Radio-enabled tracking tags have dramatically enhanced our knowledge of wildlife behavior over the last 3 decades, and new types of tags are being developed which capture and transmit dramatically more information about their behavior. Advances in microelectronics have also reduced the size and increased the lifetime of tags, increasing the number of species that can be tagged. Unfortunately these various tags use a wide variety of frequencies, coding schemes, and communication protocols, requiring an entirely new base station for each new tag. This makes new deployments more expensive, disallows sharing of monitoring stations between overlapping studies, and requires that that biologists in the field carry a base station for every tag type in use.

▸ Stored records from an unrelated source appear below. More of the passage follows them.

PR #197, opened 2017-03-13
[mixpanel-common] Fix nestedObjectDepth to work for null values

Nicomoto:
Problem: 
typeof null => 'object' 
Object.keys(null) => Uncaught TypeError: Cannot convert undefined or null to object
Ugh.

Fixes rendering time series data when certain values are null (eg. avg of non existent values etc.)

### DIFF
--- a/lib/util/index.js
+++ b/lib/util/index.js
@@ -111,7 +111,7 @@ export function mapValues(obj, func) {
 }
 
 export function nestedObjectDepth(obj) {
-  return obj != null && typeof obj === `object` ? nestedObjectDepth(obj[Object.keys(obj)[0]]) + 1 : 0;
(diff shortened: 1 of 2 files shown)


lib/util/index.js
```diff
@@ -111,7 +111,7 @@ export function mapValues(obj, func) {
 }
 
 export function nestedObjectDepth(obj) {
-  return typeof obj === `object` ? nestedObjectDepth(obj[Object.keys(obj)[0]]) + 1 : 0;
+  return obj != null && typeof obj === `object` ? nestedObjectDepth(obj[Object.keys(obj)[0]]) + 1 : 0;
```
tdumitrescu: see linter error about preferring `!==` to `!=`

tdumitrescu:
published in 0.54.6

The goal of this project is to develop a general-purpose radio transceiver for behavioral ecologists and others that can be easily configured to communicate with any existing wildlife tracking tag, as well as with foreseeable future designs. Our approach is based on software defined radios, where most of the parameters of the radio are configured in software, allowing a single piece of hardware to cover multiple types of tags. In this project we will develop working prototypes able to cover at least 3 different existing avian tags, and show them working in the field. We will also develop a mode where signals can be captured, but not decoded, to allow tag signals from different researchers to be captured by the same physical basestation, and then distributed to the various researchers to be decoded. Finally, we will ensure that the resulting outputs are in a format that allows smooth upload of captured signals to databases such as MOVEBANK.

To ensure that our 'universal base stations' are available to other researchers, we will post on the internet all board designs, parts lists and software we develop, as well as documentation of all designs and software. Our goal is that UBS designs be accessible not only to researchers, but also to amateur birders and other 'citizen scientists', allowing them to contribute to research, as well as enhancing their birding experience (or example, by allowing them, after detecting a tagged bird, to look up 'their bird' in a database and learn more about it's particular behavior and movement. To further this goal, we will attempt to develop a smart-phone interface to our UBS, to allow birders in the field to capture and upload data from tags they encounter via their phones.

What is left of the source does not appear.